▶ WORK ITEM:
Lines containing "setup": state how many there are in these entries, and write only that number.

▶ SUPPLIED INFORMATION:
····················
Issue #82, opened 2015-01-19
V1 and V2 compose configuration


dmcgowan:
Create a fig configuration for running a v1 and v2 registry behind nginx.

- Nginx dockerfile and configuration (or use volume)
- V1 docker instance (registry:latest) and link
- V2 docker instance (??) and link

stevvooe:
@dmcgowan Status?

dmcgowan:
Going to switch it back to TODO, fixes for 1.5 took precedent

stevvooe:
@dmcgowan Is this done?

dmcgowan:
Yes this has been checked in, forgot to link the PR

PR #329, opened 2015-04-06
Add docker compose configuration for v1 and v2

dmcgowan:
Add nginx configuration to proxy to both a v1 and v2 registry. Nginx is configured to force 1.5 clients to use the v1 registry.

Currently does not use official v2 image

### DIFF
--- a/contrib/compose/README.md
+++ b/contrib/compose/README.md
@@ -1,0 +1,23 @@
+# Docker Compose V1 + V2 registry
+
+This compose configuration will setup a v1 and v2 registry behind an nginx
+proxy. By default the combined registry may be accessed at localhost:5000.
+This registry does not support pushing images to v2 and pull from v1. Clients
+from before 1.6 will be configured to use the v1 registry, and newer clients
+will use the v2 registry.
+
+## Prerequisites
+Install [docker-compose](https://github.com/docker/compose)
+
+## How to run
+```
+$ docker-compose up
+```
+
+## How to push images
+From a local project directory with Dockerfile
+```
+$ docker build -t localhost:5000/myimage .
+$ docker push localhost:5000/myimage
+```
+
--- a/contrib/compose/nginx/Dockerfile
+++ b/contrib/compose/nginx/Dockerfile
@@ -1,0 +1,6 @@
+FROM nginx:1.7
+
+COPY nginx.conf /etc/nginx/nginx.conf
+COPY registry.conf /etc/nginx/conf.d/registry.conf
+COPY docker-registry.conf /etc/nginx/docker-registry.conf
+COPY docker-registry-v2.conf /etc/nginx/docker-registry-v2.conf
--- a/contrib/compose/nginx/nginx.conf
+++ b/contrib/compose/nginx/nginx.conf
@@ -1,0 +1,27 @@
+user  nginx;
+worker_processes  1;
+
+error_log /var/log/nginx/error.log warn;
+pid        /var/run/nginx.pid;
+
+events {
+    worker_connections  1024;
+}
+
+http {
+    include       /etc/nginx/mime.types;
+    default_type  application/octet-stream;
+
+    log_format  main  '$remote_addr - $remote_user [$time_local] "$request" '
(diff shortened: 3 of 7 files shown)


stevvooe:
Is this a duplicate with #82?

stevvooe:
And, how is this related to #83?

dmcgowan:
I need to add a closes marker for #82, #83 will be a separate change focused on documenting the deployment setup

stevvooe:
LGTM!

contrib/compose/README.md
```diff
@@ -0,0 +1,23 @@
...
+proxy. By default the combined registry may be accessed at localhost:5000.
+This registry does not support pushing images to v2 and pull from v1. Clients
+from before 1.6 will be configured to use the v1 registry, and newer clients
+will use the v2 registry.
+
+## Prerequisites
+Install [docker-compose](https://github.com/docker/compose)
+
+## How to run
+~~~
```
thaJeztah: Not sure about this repo, but in the docker repo, either three back-ticks or indenting with 4 spaces is used for code blocks. Just mentioning, you may consider that to keep it consistent.

contrib/compose/nginx/nginx.conf
```diff
@@ -0,0 +1,32 @@
...
+
+    access_log  /var/log/nginx/access.log main;
+
+    sendfile        on;
+    #tcp_nopush     on;
+
+    #keepalive_timeout  0;
+    keepalive_timeout  65;
+
+    #gzip  on;
```
thaJeztah: Some commented lines here; is that intentional? (Will they work out-of-the-box when un-commenting?)

contrib/compose/nginx/Dockerfile
```diff
@@ -0,0 +1,6 @@
+FROM nginx
```
thaJeztah: Perhaps this should be pinned to a specific version, e.g. `nginx:1.7` for "best practice"?

contrib/compose/nginx/registry.conf
```diff
@@ -0,0 +1,36 @@
+# For versions of nginx > 1.3.9 that include chunked transfer encoding support
+# Replace with appropriate values where necessary
```
thaJeztah: The version of nginx used here is known (as it can be specified in the Dockerfile), so this comment isn't strictly required. Unless this configuration doubles as an example for people deploying on bare metal?

thaJeztah:
Added some notes while reading, no show-stoppers, so feel free to ignore :)

dmp42:
@dmcgowan can we do something simple/smart to provide SSL termination?

dmcgowan:
@dmp42 this by default would be intended to run on localhost, are you thinking of the case where this is expanded to be used with the other orchestration tools to run a less trivial deployment?

dmcgowan:
Addressed cleanup comments from @thaJeztah

stevvooe:
LGTM! Will merge after build.

contrib/compose/nginx/Dockerfile
```diff
@@ -0,0 +1,6 @@
+FROM nginx:1.7
+
+COPY nginx.conf /etc/nginx/nginx.conf
+COPY registry.conf /etc/nginx/conf.d/registry.conf
+COPY docker-registry.conf /etc/nginx/docker-registry.conf
+COPY docker-registry-v2.conf /etc/nginx/docker-registry-v2.conf
```
thaJeztah: Does this need an `EXPOSE 5000`?

contrib/compose/nginx/nginx.conf
```diff
@@ -0,0 +1,27 @@
+user  nginx;
+worker_processes  1;
+
+error_log /var/log/nginx/error.log warn;
+pid        /var/run/nginx.pid;
```
thaJeztah: *really* nit-picking now, paths don't align

thaJeztah:
Thanks @dmcgowan!

contrib/compose/nginx/Dockerfile
stevvooe: This is exposed in the compose config.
····················
▶ RESULT:
2